Thursday, May 01, 2008

Home on the bantustan - or why ownership can't be theft

If ownership is theft what does that make philanthropy? - Phil Cubeta.
Phil at Gift Hub poses this question directly after quoting something I said here with regard to AKMA's post about how music companies handle online music files they sell.

I want to try to distinguish between contractual relations to property and the generally accepted sense of Proudhon's famous mot. My use of "legitimacy" was not intended to be allied to the notion that ownership is theft, but rather to the apparent fact that in the contractual realm, something happens to ownership before theft can even begin to occur.


Ownership born of contracts is bloodless, indifferent to the qualities of the thing owned (anaesthetic), and backed by the full faith and credit of the deathadder fang and vulpine claw, or paw, of the Law. Far from being theft, contractual ownership is legitimate to the highest degree, according to a model of legitimacy that begins with vampiric differentiation, rather than with the organic solace of communion with the object. No vegetable love here, just move to the back of the bus -- or better, to the other bus.

Apartheid is a fine example of this sort of legitimacy (Golby will correct me if I have this wrong) as it creates a synthetic relationship between race and propriety. If you are black, you have your proper place, which is other than that of citizen. Or, you are a citizen, just not of our nation. It's a contract. You may not have signed it, been a party to its composition, had the chance to suggest emendations, but you're used to that.

In a nutshell: contractual possession isn't theft, because if it were, the thing stolen could be returned to its rightful owner. The stolen property simply would move from one possessor to another, and order would be restored. But this is obviously not the case, since what the contractual owner owns is the controlling definition of property itself -- the right to own the right to own.

You may ask yourself, how do I work this? You can buy a CD, and use it, but you don't own it. The contractual owner is the citizen, and you are a tribal unit dwelling in a codified bantustan where aesthetic access to beauty is permitted within certain circumstances (which are, it goes without saying, "within reason"). Contractual possession prescribes how you might enjoy your CD and proscribes extensions of your bliss to certain forms of use, sharing and transformation. Your "rights" (in fact, these merely amount to ephemeral mediated sensory accessions) stop at your aesthetic moment.

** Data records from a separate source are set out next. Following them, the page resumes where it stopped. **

PR #5555, opened 2026-06-08
Some signed bitshift fixes

evantypanski:
This just has a few bitshift fixes that I found just from grepping through the codebase, not using clang tidy. We can find more with clang-tidy but it might be a bit noisy. Figured I'd just get a few in at once.

Added benefit of switching `+` to `|`, mainly because I think it's clearer to read.

The base64 one was a little funky and I used Gemini to help understand the code there. I don't think we should keep that math around, it made me really nervous with the `i++` and ternaries then later relying on `i` going beyond the buffer... just odd stuff to my eyes.

### DIFF
--- a/src/packet_analysis/protocol/geneve/Geneve.cc
+++ b/src/packet_analysis/protocol/geneve/Geneve.cc
@@ -95,10 +95,10 @@ bool GeneveAnalyzer::AnalyzePacket(size_t len, const uint8_t* data, Packet* pack
 
     // Get the next header. This will probably be Ethernet (0x6558), but get it
     // anyways so that the forwarding can do its thing.
-    auto next_header = (data[2] << 8) + data[3];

Welcome to KwaZulu! You own no part of the meaning of contractual possession. Actually you possess even your aesthetic moment only in a highly conditional mode. Your expectation of pleasure is subsidiary to a droit de seigneur that beats you to your jouissance every time. Not that it cares about pleasure. The contractual owner couldn't care less about the CD, or your enjoyment, or its own; it cares very much about dominating the possession of possession. Cross that line and you'll find out exactly what's what.

If so, then property is not theft -- your proprietary rights of legitimate ownership were edited out long before you were offered the option of paying for your inability to possess a damn thing.

What implications this might have for philanthropic endeavor I hope Phil and his thoughtful community will work out.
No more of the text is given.